Continuous Counter-Current Ionic Liquid Metathesis in Mixer-Settlers: Efficiency Analysis and Comparison with Batch Operation

Following the initial cation formation, the synthesis of ionic liquids (ILs) often involves an anion-exchange or metathesis reaction. For hydrophobic ILs, this is generally performed through several cross-current contacts of the IL with a fresh salt solution of the desired anion. However, if a large number of contacts is required to attain an adequate conversion, this procedure is not economical because of the large excess of the reagent that is consumed. In this study, the metathesis of an IL, Aliquat 336 or [A336][Cl], to ILs with other anions ([A336][X] with X = HSO4-, Br-, NO3-, I-, and SCN-) was studied in a continuous counter-current mixer-settler setup. McCabe-Thiele diagrams were constructed to estimate the required number of stages for quantitative conversion. Significantly higher IL conversions were achieved, combined with reduced reagent consumption and waste production. This improvement in efficiency was most pronounced for anions placed low in the Hofmeister series, for example, HSO4-, Br-, and NO3-, which are difficult to exchange. The performance of the counter-current experiments was compared with the conventional multistep cross-current batch process by calculating the reaction mass efficiency (RME) and the environmental factor (E-factor). The RMEs of the cross-current experiments were notably smaller, that is, 38-78% of the values observed for the counter-current experiments.

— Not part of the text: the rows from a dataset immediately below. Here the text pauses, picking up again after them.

PR #520, opened 2024-03-25
Contract call limits

volovyks:


contract/src/lib.rs
```diff
@@ -1,7 +1,7 @@
 pub mod primitives;
 
 use near_sdk::borsh::{self, BorshDeserialize, BorshSerialize};
-use near_sdk::collections::LookupMap;
+use near_sdk::collections::TreeMap;
```
ppca, line 4: what's the difference between the TreeMap and LookupMap?

ppca:
I tried redeploying this contract on dev env, and called state() fn, and got following error:
```
kind: {
    ExecutionError: 'Smart contract panicked: panicked at /Users/xiangyiz/.cargo/registry/src/index.crates.io-6f17d22bba15001f/near-sdk-5.0.0-alpha.2/src/environment/env.rs:921:46:\n' +
      'Cannot deserialize the contract state.: Custom { kind: InvalidData, error: "Unexpected length of input" }'
  },
```
it went away after I redeployed using deploy branch code.

contract/src/lib.rs
volovyks: The lookup map does not know what is inside of it. It just stores elements directly using the formula:
`map_tag` + `<element key>`. TreeMap builds a tree of elements. In our case, LookupMap is more efficient, but probably it's not that important, since the max size of the map is 8.

volovyks:
@ppca that is probably because of the old state. Ideally, we should migrate, but it should not be a problem for now.

contract/src/lib.rs
ChaoticTempest: but what specifically do we get out of using `TreeMap` over `LookupMap`? Doesn't seem clear to me what the benefit here is

contract/src/lib.rs
```diff
@@ -337,6 +340,10 @@ impl MpcContract {
                     PromiseOrValue::Value(signature)
                 }
                 None => {
+                    if depth > 30 {
```
ChaoticTempest, line 343: why specifically 30? The max theoretical depth is ~60 and the max seen has been around late 50s. So why not 50?

volovyks: I've checked several transactions, and most of them ranged from 35 to 45. So I picked a reliable number. We do not want to have "out of gas" errors anymore. In good conditions we are returning a signature on step 8.

contract/src/lib.rs
volovyks: It is not possible to know the size of the `LookupMap`.

ppca (approved):

PR #530, opened 2024-03-26
add metrics around success rates

ppca:


node/src/protocol/triple.rs
```diff
@@ -183,10 +194,17 @@ impl TripleManager {
             self.me,
             self.threshold,
         )?);
+        let mine = true;
         self.generators
-            .insert(id, TripleGenerator::new(id, participants, protocol));
+            .insert(id, TripleGenerator::new(id, participants, protocol, mine));
```
ChaoticTempest, line 199: TripleManager::generate doesn't necessarily generate a `mine` triple. This is determined randomly so we can't do it like this

ChaoticTempest (approved):

ChaoticTempest (approved):

PR #586, opened 2024-05-02
Make sure when we fail in the busy loop we cleanup

DavidM-D:
We got reports of users getting responses to sign requests on testnet of "Too many pending requests. Please, try again later." when the signing contract was under no load.

I believe this was caused by someone sending a message that failed, the contract cleaning up the request but then immediately panicking. This caused the state cleanup to roll back and the system keeping a limit on the total number of requests to eventually run out of space.

This PR fixes that by panicking on a seperate call and allowing the cleanup to persist.

### DIFF
--- a/contract/src/lib.rs
+++ b/contract/src/lib.rs
@@ -384,21 +384,41 @@ impl MpcContract {
                     PromiseOrValue::Value(signature)
                 }
                 None => {
-                    if depth > 30 {
-                        self.remove_request(&payload);
-                        env::panic_str("Signature was not provided in time. Please, try again.");
+                    // Make sure we have enough gas left to do 1 more call and clean up afterwards
+                    // Observationally 30 calls < 300 TGas so 2 calls < 20 TGas
+                    if depth > 30 && env::prepaid_gas() > Gas::from_tgas(20) {
+                        self.fail(
+                            "Signature was not provided in time. Please, try again.",
+                            payload,
+                        )
+                    } else {
+                        log!(&format!(
+                            "sign_helper: signature not ready yet (depth={})",
+                            depth
+                        ));
+                        let account_id = env::current_account_id();
+                        PromiseOrValue::Promise(
+                            Self::ext(account_id).sign_helper(payload, depth + 1),
+                        )
                     }
-                    log!(&format!(
-                        "sign_helper: signature not ready yet (depth={})",
-                        depth
-                    ));
-                    let account_id = env::current_account_id();
-                    PromiseOrValue::Promise(Self::ext(account_id).sign_helper(payload, depth + 1))
                 }
             }
         } else {
-            env::panic_str("unexpected request");
+            self.fail("unexpected request", payload)
         }
+    }
+
+    /// Cleanup the state and fail
+    /// This allows us to return a panic, without rolling back the state from this call
+    pub fn fail(&mut self, message: &str, payload: [u8; 32]) -> PromiseOrValue<(String, String)> {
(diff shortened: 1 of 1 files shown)


contract/src/lib.rs
```diff
@@ -384,23 +384,43 @@ impl MpcContract {
                     PromiseOrValue::Value(signature)
                 }
                 None => {
-                    if depth > 30 {
-                        self.remove_request(&payload);
-                        env::panic_str("Signature was not provided in time. Please, try again.");
+                    // Make sure we have enough gas left to do 1 more call and clean up afterwards
+                    // Observationally 30 calls < 300 TGas so 2 calls < 20 TGas
+                    if depth > 30 && env::prepaid_gas() > Gas::from_tgas(20) {
```
gagdiez, line 389: Since anyway you will fail at 30, I would find the following easier to read (note: pseudo code bellow):

```rust
if depth == 30 {
  self.remove_request(&payload);
  let self_id = env::current_account_id();
  PromiseOrValue::Promise(Self::ext(self_id).fail_helper("Signature was not provided in time. Please, try again.")
 }

```

gagdiez: to be honest, I think you can leave the `> 30` and not need the gas check, since otherwise you would not remove the request (it would go through the else, and call itself again)

otherwise we can change the `>30` to `>29`, and keep old assumptions that there will be gas for one more call

DavidM-D: Probably the more sensible thing is for me to put a test in there checking that the contract can actually manage 30 calls as we change the code. 

What this defends against is us changing the code making it a little more expensive then having our contract not have enough gas to cleanup the state. That being said this is a hotfix, so I can just remove it for now and add it back in, in a more principled way later.

gagdiez: my point is that `env::prepaid_gas() > Gas::from_tgas(20)` has two outcomes:

- either the prepaid gas is enough (i.e. more than 20Tgas) and you try to remove the payload
- the prepaid gas is not enough (i.e. less than 20Tgas) and you try to call yourself again

in both cases you make a cross-contract call, in only one you remove the payload. Except if you were trying to check for remaining gas only:

- if we have less than 20Tgas, then try to remove the payload

In which case you could just check for the gas, and not the depth

P.S. this means that we will now always remove the payload if we didn't manage to sign it in one transaction?

DavidM-D: Fair point, I'll remove the gas check for now then

DavidM-D:
The audit is failing because of an updated rust version, but I'm wiling to merge it for now and fix that in a subsequent PR because this is blocking people from using chain signatures on testnet

gagdiez (approved):

contract/src/lib.rs
```diff
@@ -384,23 +384,44 @@ impl MpcContract {
...
-                        "sign_helper: signature not ready yet (depth={})",
-                        depth
-                    ));
-                    let account_id = env::current_account_id();
-                    PromiseOrValue::Promise(Self::ext(account_id).sign_helper(payload, depth + 1))
                 }
             }
         } else {
-            env::panic_str("unexpected request");
+            self.fail("unexpected request", payload)
```
gagdiez, line 408: this could also be left as before, since the payload will not exist, and removing it will most probably cause an error

DavidM-D: Right you are and now fail is only used once so we can inline it.

gagdiez (approved):

PR #588, opened 2024-05-08
fix: only retry signature generators with proposer = me

ppca:
check if the failed generator's proposer == me, only take my presignature and retry if it's true.


DavidM-D:
Feel free to merge it with cargo audit complaining, I'll fix it in a separate PR

PR #589, opened 2024-05-08
Lowered the minimum gas limit and upped the depth

DavidM-D:
Observationally 30 transactions uses about 160 TG of Gas, so 250 should be plenty. The protocol team says that this should come down soon.

The current gas limit makes it impossible for people to call the sign method using another smart contract.

In the future we should abort when the remaining gas in the call starts to get low to avoid the risk of an out of gas panic causing the system to not clean up after itself.

### DIFF
--- a/contract/src/lib.rs
+++ b/contract/src/lib.rs
@@ -9,7 +9,7 @@ use primitives::ParticipantInfo;
 use primitives::{CandidateInfo, Candidates, Participants, PkVotes, Votes};
 use std::collections::{BTreeMap, HashSet};
 
-const GAS_FOR_SIGN_CALL: Gas = Gas::from_gas(3 * 100_000_000_000_000);
+const GAS_FOR_SIGN_CALL: Gas = Gas::from_gas(250_000_000_000_000);
 
 #[derive(BorshDeserialize, BorshSerialize, Serialize, Deserialize, Debug)]
 pub struct InitializingContractState {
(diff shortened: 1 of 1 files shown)


contract/src/lib.rs
```diff
@@ -387,7 +387,8 @@ impl MpcContract {
                     // Make sure we have enough gas left to do 1 more call and clean up afterwards
                     // Observationally 30 calls < 300 TGas so 2 calls < 20 TGas
                     // We keep one call back so we can cleanup then call panic on the next call
-                    if depth > 29 {
+                    // Start cleaning up if there's less than 25 teragas left regardless of how deep you are.
+                    if depth > 30 || env::prepaid_gas() < Gas::from_tgas(25) {
```
ChaoticTempest, line 391: I feel like we should not have a set depth anymore, since this is purely already limited by the amount of gas a user specifies which is better for consistency. Users should feel free to burn however much gas they want to
```suggestion
                    if env::prepaid_gas() < Gas::from_tgas(25) {
```

ChaoticTempest (approved):
LGTM, but I wonder if we should remove the following restriction. Up to you but looks good to me to merge either ways

contract/src/lib.rs
DavidM-D: Right now we have a nice mapping between the timeout on the contract and the timeout on the MPC network. I'd probably need to rejig the congestion counter so that a bunch of requests didn't time out on the contract but not on the MPC service, or alternatively make the timeout on the MPC network configurable per request based on the gas attached.

DavidM-D: I'll look at that in a subsequent PR.

PR #594, opened 2024-05-14
fix: allow triple memory only

ChaoticTempest:
This allows us to triples from memory only in the case the triples were never saved to datastore somehow and rely purely on local memory. This is good in the case that datastore service is down somehow


ppca (approved):
LGTM

PR #595, opened 2024-05-14
fix: possible deadlock in load triple

ppca:
Issue:
Node state never advanced from Starting to Started. 
I observe the logs where "loading triples using datastore" were printed 3 times, but not seeing "loading triples success" or "triple load failed." message being printed. 

Resolution:
I'm not able to find exactly what went wrong, I know state advancing was stuck at loading triples. I deleted all triples in datastore, then the node state start advancing.

Possible cause:
I looked through the code for `async fn load_triples()`, I'm not able to figure out why "loading triples using datastore" were printed 3 times, but not seeing "loading triples success" or "triple load failed." message being printed. 
I know we had some schema incompatibility issue, and possible deadlocking, but I'm not sure if they indicate no success or failure messages.

this PR:
address the potential deadlock issue

### DIFF
--- a/node/src/protocol/consensus.rs
+++ b/node/src/protocol/consensus.rs
@@ -704,14 +704,13 @@ async fn load_triples<C: ConsensusCtx + Send + Sync>(
     ctx: C,
 ) -> Result<Vec<TripleData>, ConsensusError> {
     let triple_storage = ctx.triple_storage();
-    let read_lock = triple_storage.read().await;
     let mut retries = 3;
     let mut error = None;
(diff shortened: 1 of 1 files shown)


ChaoticTempest (approved):
weird, I wonder if the datastore service when it's fetching entries is creating a separate task which leads to the main retry while loop being able to call multiple `triple_storage.load` calls and each conflicting with each other. By moving the lock into the loop, the loop wouldn't be able to advance to the next `load` call and thus not have any sort of conflicts

PR #597, opened 2024-05-15
chore: Made failed generators only get added on self proposers

ChaoticTempest:
This cleanups the signature handling we have in the crypto loop to be inside the `SignatureManager` since that function was getting hairy. Also, we did not need to have failed generators be added every single time to be handled, so we only need to directly keep around the failed ones that we originally introduced into the system.

Also created https://github.com/near/mpc-recovery/issues/596 for our future handling of priority of sign requests

### DIFF
--- a/node/src/protocol/signature.rs
+++ b/node/src/protocol/signature.rs
@@ -244,13 +244,13 @@ impl SignatureManager {
         ))
     }
 
-    pub fn retry_failed_generation(
+    fn retry_failed_generation(
         &mut self,
         receipt_id: CryptoHash,
         failed_generator: &FailedGenerator,
         presignature: Presignature,
         participants: &Participants,
-    ) -> Option<()> {
+    ) -> Result<(), InitializationError> {
         tracing::info!(receipt_id = %receipt_id, participants = ?participants.keys_vec(), "restarting failed protocol to generate signature");
         let generator = Self::generate_internal(
             participants,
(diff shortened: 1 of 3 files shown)


node/src/protocol/signature.rs
```diff
@@ -439,6 +437,79 @@ impl SignatureManager {
...
+                );
+                failed_presigs.push(presignature);
+                continue;
+            }
+
+            alternate = !alternate;
+            // NOTE: this prioritizes new requests first then alternates to reattempt failed ones.
+            // TODO: we need to decide how to prioritize certain requests over others such as with gas or
+            // time of when the request made it into the NEAR network. Ticket: https://github.com/near/mpc-recovery/issues/596
+            if alternate {
```
ppca, line 470: if we got no requests in my_requests, but some in failed_generators, since the handle_request fn will always start with alternate = true when entering this if logic, then none of the failed_generators will ever get processed.

If we hope to process only one request/failed_generator on each handle_requests fn call (like we previously had in code, we can do continue when `my_requests.keys().next().cloned()` or `my_requests.remove(&receipt_id)` return None, and break after self.generate().

ChaoticTempest: ahh, I think the `break` just ruins this setup. I just got rid of it entirely, but I made it handle failed ones first for now

ppca (approved):
LGTM

volovyks (approved):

The E-factors of the countercurrent experiments were a factor of 2.0-6.8 smaller than those of the cross-current experiments. These sustainability metrics indicate a highly efficient reagent use and a considerable, simultaneous decrease in waste production for the counter-current IL metathesis reactions.

Automated summary

This study investigated the metathesis of an ionic liquid through a continuous counter-current mixer-settler setup, achieving higher conversion rates and reducing reagent consumption and waste production. The performance of counter-current experiments was compared with conventional multistep cross-current batch processes, showing higher reaction mass efficiency and lower environmental factor for counter-current reactions.